Son: He’s sunbathing in Nepal.
Wife: He’s what?
Son: Himalayan out.
ME: *making lightsaber noises*
COWORKER: *in next urinal* you’re getting pee on my shoes.
[being chased by a murderer]
Me: *stops running, bends down* find a penny pick it up all day long you’ll have good luck!
Murderer: *stabs me*
WATSON: we found one set of footprints in the driveway
SHERLOCK [smokes pipe]: so God was carrying the suspect
i miss catholic school. i just remembered when a girl gave up mirrors for lent. she would duck and scurry into a stall every time we walked into the bathroom… you just don’t run into that kind of weird every day now
*tries to lasso the remote control with my Fitbit tied to a shoestring*
They say you become what you hate and so I am terrified I’m going to become a young, vibrant beautiful man who’s loathful life is full of undeserved luck and success.

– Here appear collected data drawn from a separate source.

PR #3, opened 2013-08-21
Feature: Support for retrieving multiple result sets

WimObiwan:
Necessary when a stored procedure returns multiple result sets.
Useful for e.g. when combining 2 selects in one round trip to the server (SELECT x FROM x; SELECT y FROM y;)


lexicalunit:
This issue was moved to nanodbc/nanodbc#27

PR #4, opened 2013-08-21
Feature: Support for retrieving output/return parameters when calling stored procedure

WimObiwan:
...dures.  You need to retrieve all returned result sets before the output parameters are filled in (using next_result(), provided by separate commit).

Example:
stmt.prepare(conn, "{? = CALL dbo.spMyProc(?,?,?)}");
stmt.bind_parameter(0, &result, NULL, nanodbc::statement::Return);
stmt.bind_parameter(1, str.c_str());
stmt.bind_parameter(2, &i);
stmt.bind_parameter(3, &j, nanodbc::statement::Out);
nanodbc::result resultset = stmt.execute();
while (resultset.next_result()) ;
conn.disconnect();

### DIFF
--- a/nanodbc.cpp
+++ b/nanodbc.cpp
@@ -891,7 +891,7 @@ public:
     }
 
     template<class T>
-    void bind_parameter(long param, const T* value, long* nulls)
+    void bind_parameter(long param, const T* value, long* nulls, param_direction direction)
     {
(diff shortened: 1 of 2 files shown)


lexicalunit:
This issue was moved to nanodbc/nanodbc#28

PR #5, opened 2013-08-21
Fix: Nanodbc exception when execute()-ing a SQL command or stored procedure that doesn't return data

WimObiwan:


lexicalunit:
This issue was moved to nanodbc/nanodbc#29

PR #6, opened 2013-08-26
Added 64-bit support

WimObiwan:
The "long *" pointers (which specify whether or not parameter values are NULL) resulted in compiler errors when using x64 compilation on VC8.  The odbc API expects a SQLLEN which is __int64 on x64 compilations.

To fix this, in nanodbc, I replaced the long with a new null_type that is long on 32-bit, and __int64 on 64-bit.


lexicalunit:
This issue was moved to nanodbc/nanodbc#30

PR #7, opened 2013-10-01
Several changes to improve wide string support.

mcg1969:
First, I noticed that `get_impl<string_type>` was computing the wrong string length for wide strings, so the calls to buffer.resize() were incorrect. I created a NANODBC_STRLEN macro so that `wcslen` is called instead of `strlen` for wide strings.
There was also a problem with `last_error` with wide strings. It's C++'s fault, really, because it's not convenient to have wide string exceptions. So I reworked it to retrieve the wide string from SQLGetDiagRec and crudely convert the result to a narrow string for the exception message. I'm just truncating the 16-bit characters to 8 bits. Conversion to UTF-8 is probably a better choice.
Finally, I changed the parameter number from "long" to "short" to reflect what SQLBindParameter, etc. expect to see.


lexicalunit:
This issue was moved to nanodbc/nanodbc#31

PR #8, opened 2013-10-04
many fixes for windows 64bit unicode

duhlin:
This pull request fixes many issues on win64 unicode with visual studio 2008.
This commit includes the pull request from mcg1969 which solves compilation issue on this plateform.

It has been tested with sqlite3 odbc driver.


lexicalunit:
This issue was moved to nanodbc/nanodbc#32

PR #9, opened 2013-10-14
Change std::snprintf to _snprintf for VC11

spriest487:
Building on VC11 in multi-byte character mode failed with an error about std:: not containing snprintf. Changing this line to match the unicode version a few lines above it fixed the issue.


lexicalunit:
This issue was moved to nanodbc/nanodbc#33

PR #13, opened 2013-11-13
Added bind_null_parameter

DraconPern:
I tested against mysql 5.5.28 on windows.  Worked against timestamp and varchar type.


lexicalunit:
This issue was moved to nanodbc/nanodbc#37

It’s “Bring Your Kids To Work Day” and all my cats are fighting in the break room.
oprah: who said that shit
meg: im not gonna say
oprah: okay i respect that
oprah: harry who said that shit to you
[sinking ship]
CAPTAIN: dammit
RAT: i’m leaving
CAPTAIN: i’m staying
CAPTAIN’S GOLDFISH: [in fishbowl] i’m excited to see how this plays out
A woman on the elevator just told me I have a very nice speaking voice and should do something with it.
Like, uh… talk?
Why is Christopher Nolan a genius? Because even if his movie flops it won’t come up when you search “Oppenheimer bomb”.
You burn more calories chasing after your cat than you get from eating it. It’s the celery of pets.
My husband fears a meat shortage and had $400 worth delivered. In order to fit it into the freezer, I had to eat all the ice cream. Who knew I was capable of such self-sacrifice?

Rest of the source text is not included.